## [ASSIGNMENT]
Extract precisely the lines of the entries below, from the first line through the line containing "### Problem".

Segment Open

PR #14203, opened 2025-01-20
Quick fix for #14197 (`TypeError` in `midi-components-0.0.js`)

git-developer:
This PR contains a quick fix for #14197 which was introduced by #12779.

Issue #14197, opened 2025-01-19
`TypeError` since 2.5 when using MIDI controller, caused by `deepMerge()` in `applyLayer()`


git-developer:
### Problem

The following error is raised since Mixxx 2.5 when using a certain controller mapping:
```
Uncaught exception: file:///home/christian/.mixxx/controllers/common-controller-scripts.js:187:
TypeError: Cannot assign to read-only property "id"

Backtrace: @file:///home/christian/.mixxx/controllers/common-controller-scripts.js:187
deepMerge@file:///home/christian/.mixxx/controllers/common-controller-scripts.js:180
@file:///home/christian/.mixxx/controllers/common-controller-scripts.js:185
deepMerge@file:///home/christian/.mixxx/controllers/common-controller-scripts.js:180
deepMerge@file:///home/christian/.mixxx/controllers/common-controller-scripts.js:176
@file:///home/christian/.mixxx/controllers/common-controller-scripts.js:185
deepMerge@file:///home/christian/.mixxx/controllers/common-controller-scripts.js:180
@file:///home/christian/.mixxx/controllers/common-controller-scripts.js:185
deepMerge@file:///home/christian/.mixxx/controllers/common-controller-scripts.js:180
applyLayer@file:///home/christian/.mixxx/controllers/midi-components-0.0.js:664
shift@file:///home/christian/.mixxx/controllers/Behringer-Extension-scripts.js:1115
@file:///home/christian/.mixxx/controllers/midi-components-0.0.js:614
applyOperationTo@file:///home/christian/.mixxx/controllers/midi-components-0.0.js:536
forEachComponent@file:///home/christian/.mixxx/controllers/midi-components-0.0.js:548
shift@file:///home/christian/.mixxx/controllers/midi-components-0.0.js:593
inSetValue@file:///home/christian/.mixxx/controllers/Behringer-Extension-scripts.js:154
input@file:///home/christian/.mixxx/controllers/midi-components-0.0.js:184
input@file:///home/christian/.mixxx/controllers/Behringer-Extension-scripts.js:1143
input@file:///home/christian/.mixxx/controllers/Behringer-Extension-scripts.js:1310
@:1
```

### Analysis
The problem
- does not occur in 2.4.
- does no longer occur in 2.5 if `midi-components-0.0.js` and `common-controller-scripts.js` are replaced by the revisions of 2.4.
[...]

PR #14232, opened 2025-01-26
Update controller mappings for Behringer DDM4000 & BCR2000 to 2.5

git-developer:
This PR updates controller mappings for Behringer DDM4000 and BCR2000 to 2.5:

* Removal of references to lodash
* ~Removal of a quirk that was required before Qt6~
* Replacement of `var` with `const` / `let`

Lodash's `_.merge()` function performing a deep merge has been replaced. Most locations could be refactored to use a shallow merge (`Object.assign()`). The only actual requirement for a deep merge is in `Behringer-Extension-scripts.js` (for component container definitions). It is replaced by a custom implementation.

The code was tested against 2.5 using Behringer controllers DDM4000 and BCR2000.

### DIFF
--- a/res/controllers/Behringer-Extension-scripts.js
+++ b/res/controllers/Behringer-Extension-scripts.js
@@ -10,6 +10,49 @@
     var engine = global.engine;
 
     /**
+     * Determines the merge strategy for a value when merging a component container definition.
+     *
+     * @param value anything
+     * @returns {boolean} merge strategy for the value: true for 'assign', false for 'deep merge'
+     * @private
+     */
+    const doAssign = value => {
+        return typeof value !== "object"
+            || value === null
+            || value instanceof components.ComponentContainer
+            || value instanceof components.Component;
+    };
+
+    /**
+     * Merges a list of component container definitions into a target object.
+     *
+     * This is not a generic deep merge algorithm for JS objects. It does not handle circular references.
+     * If a definition contains a reference to an object instance of a component or component container
+     * (e.g. `ShiftButton.target`), the instance is taken over by reference, no deep copy is made.
+     *
+     * @param {object} targetObject Target object for the merged definitions
+     * @param {Array} sources Source definitions
+     * @returns {object} The target object
+     * @see `GenericMidiController` on component container definition
+     * @private
+     */
+    const mergeDefinitions = (targetObject, ...sources) => sources.reduce((target, source) => {
+        for (const [key, value] of Object.entries(source || {})) {
+            if (doAssign(value)) {
+                target[key] = value;
+            } else if (value !== undefined) {
+                if (Array.isArray(value) && !Array.isArray(target[key])) {
+                    target[key] = [];
+                } else if (typeof target[key] !== "object" || target[key] === null) {
+                    target[key] = {};
+                }
+                mergeDefinitions(target[key], value);
+            }
+        };
+        return target;
+    }, targetObject);
+
+    /**
      * Contains functions to print a message to the log.
      * `debug` output is suppressed unless the caller owns a truthy property `debug`.
      *
@@ -34,7 +77,7 @@
      * Determine an ID from a component's MIDI address
      *
      * @param {Array<number>} midiAddress MIDI address consisting of two integers
-     * @return {string} ID for the MIDI address; `undefined` on error
+     * @returns {string} ID for the MIDI address; `undefined` on error
      * @private
      */
     var findComponentId = function(midiAddress) {
@@ -51,7 +94,7 @@
      * Create a human-readable string to identify a component.
      *
      * @param {components.Component} component A component
-     * @return {string} A short string that describes the component; `undefined` on error
+     * @returns {string} A short string that describes the component; `undefined` on error
      * @private
      */
     var stringifyComponent = function(component) {
@@ -92,11 +135,11 @@
      *
      * @param {object} parent Constructor of parent whose prototype is used as base
      * @param {object} members Own members that are not inherited
-     * @return {object} A new prototype based on parent with the given members
+     * @returns {object} A new prototype based on parent with the given members
      * @private
      */
     var deriveFrom = function(parent, members) {
-        return _.merge(Object.create(parent.prototype), members || {});
+        return Object.assign(Object.create(parent.prototype), members);
     };
 
     /**
@@ -231,7 +274,7 @@
      * @see https://github.com/mixxxdj/mixxx/wiki/Script-Timers
      */
     var Timer = function(options) {
-        _.assign(this, options);
+        Object.assign(this, options);
         this.disable();
     };
     Timer.prototype = {
@@ -274,7 +317,7 @@
     var Throttler = function(options) {
         options = options || {};
         options.delay = options.delay || 0;
-        _.assign(this, options);
+        Object.assign(this, options);
         this.locked = false;
         this.jobs = [];
         this.unlockTimer = new Timer(
@@ -810,7 +853,7 @@
          * Create a new ComponentContainer within this registry.
          *
          * @param {string} name Name of the ComponentContainer
-         * @return {components.ComponentContainer} The ComponentContainer; `undefined` on error
+         * @returns {components.ComponentContainer} The ComponentContainer; `undefined` on error
          * @public
          */
         createContainer: function(name) {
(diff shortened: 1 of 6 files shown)


JoergAtGithub (dismissed):
Replacing the code, that calls code marked as deprecated, is a good thing. But we must not remove the deprecated code for compatibility reasons.
Backward compatibility to existing mapping scripts (this includes non-official mappings by our users) must be guranteed. Therefore please restore the deleted code in common-controller-scripts.js and midi-components-0.0.js.

git-developer:
Thanks for looking into this PR so quickly.

I agree that in general, removal of code without deprecation (warning) is a no-go because it could break existing code. But I think the situation is different here.

The functions I remove here were introduced recently in 2.5. `deepMerge()` throws runtime errors as soon as it is called (because of a missing missing `script.` prefix on recursive call). That means it is actually never called. `setLayer()` was introduced in 2.5 as variant of `applyLayer()` without dependency on lodash. But `applyLayer()` was refactored to no longer rely on lodash, so it's no longer necessary.

I'd appreciate if @Swiftb0y and @christophehenry could add their opinion on keeping or removing these two functions. They know about this topic from #14197. I will then change the code accordingly.

res/controllers/common-controller-scripts.js
```diff
@@ -158,39 +158,6 @@ const isSimpleObject = function(obj) {
...
-        return;
-    }
-
-    if (Array.isArray(target) && Array.isArray(source)) {
-        const objTarget = target.reduce((acc, val, idx) => Object.assign(acc, {[idx]: val}), {});
-        const objSource = source.reduce((acc, val, idx) => Object.assign(acc, {[idx]: val}), {});
-        deepMerge(objTarget, objSource);
-        target.length = 0;
-        target.push(...Object.values(objTarget));
-    } else if (isSimpleObject(target) && isSimpleObject(source)) {
```
christophehenry, line 180: You can remove the `isSimpleObject` function above.

christophehenry (changes requested):

Swiftb0y:
@JoergAtGithub, I agree with the assessment made by @git-developer. `setLayer()` has only been introduced recently, so the chance that mappings rely on them is very slim. `deepMerge()` seems to have been broken from the start and we have not received a report on this until now, I think that this is evidence that the number of affected mappings is negligible. Wdyt?

JoergAtGithub:
Yes, if we just added it in 2.5.0 and it's not working as intended, then I think it's best to remove it immediately in 2.5.1.

res/controllers/common-controller-scripts.js
git-developer: Thanks! Done.

git-developer:
> I think it's best to remove it immediately in 2.5.1

I agree, it's just that this PR is currently targeted at `main`. `setLayer()` does not exist in `2.5`. I can open a second PR against `2.5` and cherry-pick the appliable changes there. Would that be OK?

res/controllers/Behringer-Extension-scripts.js
```diff
@@ -4,10 +4,53 @@
...
+     * If a definition contains a reference to an object instance of a component or component container
+     * (e.g. `ShiftButton.target`), the instance is taken over by reference, no deep copy is made.
+     *
+     * @param {object} targetObject Target object for the merged definitions
+     * @param {Array} sources Source definitions
+     * @returns {object} The target object
+     * @see `GenericMidiController` on component container definition
+     * @private
+     */
+    const mergeDefinitions = (targetObject, ...sources) => sources.reduce((target, source) => {
```
christophehenry, line 39: I don't understand… You need a deep merging algorithm after all?

git-developer: Yes, 1 of 4 uses of lodash's `_.merge()` requires a deep merge, the other 3 uses are working with a shallow merge. The scope is within `Behringer-Extension-scripts.js` only. It is used to merge mapping definitions of the user with defaults from the user and defaults from the mapping. Most mapping definitions simply contain data, but the `ShiftButton` may also reference a JS object (the target that is shifted by the button). This may cause a circular reference in the mapping description that must be considered in the merge algorithm.

This is the only case I found requiring a deep merge. No commonly used location (like `applyLayer()`) is affected anymore. Due to the limited scope, verifying the behavior was feasible.

git-developer:
I removed lodash from the XML file. Now the build [fails](https://github.com/mixxxdj/mixxx/actions/runs/12982709740/job/36202891851?pr=14232#step:22:722):
```
warning [0x56179af74560] ControllerScriptHandlerBase:
"Uncaught exception: file:///home/runner/work/mixxx/mixxx/res/controllers/Behringer-DDM4000-scripts.js:6:
ReferenceError: behringer is not defined

Backtrace: %entry@file:///home/runner/work/mixxx/mixxx/res/controllers/Behringer-DDM4000-scripts.js:6"
```

The mapping works in 2.5. Does the test setup require special handling when `scriptfiles` are included?

Swiftb0y:
not really. I suspect its because of the change from `var` to `const`. Try changing line 6 back to `var` in the DDM4000 script. Add a `// eslint-next-line-disable no-var` above in case eslint complains.

christophehenry:
I would advise that you keep your changes to the Behringer scripts in a separate PR so that this one is kept atomic.

git-developer:
This PR is now focused on updating the Behringer mappings to 2.5. Removal of `deepMerge()` and `setLayer()` has been moved to #14203 (2.5) and * #14251 (`main`)

git-developer:
May I ask a related question to @christophehenry: I noticed that [Registering MIDI Input Handlers From Javascript](https://github.com/mixxxdj/mixxx/wiki/registering-midi-input-handlers-from-javascript) was implemented in #12781. Do you know an example where a `<script-binding />` element was refactored to Javascript?

The Behringer mappings heavily rely on ComponentsJS and contain hundred of lines of XML ([DDM4000](https://github.com/mixxxdj/mixxx/blob/b28a314fd5bc84063fa2f6c4c70aeb9fdccab851/res/controllers/Behringer%20DDM4000.midi.xml#L15) / [BCR2000](https://github.com/mixxxdj/mixxx/blob/b28a314fd5bc84063fa2f6c4c70aeb9fdccab851/res/controllers/Behringer%20BCR2000.midi.xml#L16)) just to delegate to a single input dispatcher function. It would be great if this could be simplified using JS.

res/controllers/Behringer-Extension-scripts.js
```diff
@@ -230,21 +273,21 @@
...
         start: function() {
             this.reset();
-            this.id = engine.beginTimer(this.timeout, function() {
+            this.id = engine.beginTimer(this.timeout, () => {
                 if (this.oneShot) {
                     this.disable();
                 }
                 this.action.call(this.owner);
-            }.bind(this), this.oneShot); // .bind(this) is required instead of arrow function for Qt < 6.2.4 due to QTBUG-95677
+            }, this.oneShot);
```
Swiftb0y, line 290: 2.5 is still technically supposed to be Qt5 compatible, I think we can't remove this yet.

Swiftb0y (commented):
Almost LGTM. I assume you have done a smoke test with the DDM or BCR?

christophehenry:
> Do you know an example where a <script-binding /> element was refactored to Javascript?

Not yet. I am working on a Denon DN-S3700 controller that will use it at some point. When I'm done, I'll propose for official inclusion.

res/controllers/Behringer-Extension-scripts.js
git-developer: OK, reverted.

git-developer:
> I assume you have done a smoke test with the DDM or BCR?

Thanks for the reminder. I did, but not after that latest changes. All global objects require `var`. I changed that accordingly and made a test _after_ the latest change, using both DDM4000 and BCR2000.

Swiftb0y (approved):
LGTM. Thank you raising the original issue and adressing it. Thank you also @christophehenry for being so responsive and brainstorming possible solutions as well. Thank you both.

res/controllers/Behringer-Extension-scripts.js
git-developer: Would it be OK to apply this removal to 2.6 in a separate PR, @Swiftb0y?

Swiftb0y: Yeah, `main`/`2.6` is supposed to be Qt6, so you can remove that in that.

Segment Closed

## [WRITTEN RESPONSE]
PR #14203, opened 2025-01-20
Quick fix for #14197 (`TypeError` in `midi-components-0.0.js`)

git-developer:
This PR contains a quick fix for #14197 which was introduced by #12779.

Issue #14197, opened 2025-01-19
`TypeError` since 2.5 when using MIDI controller, caused by `deepMerge()` in `applyLayer()`


git-developer:
### Problem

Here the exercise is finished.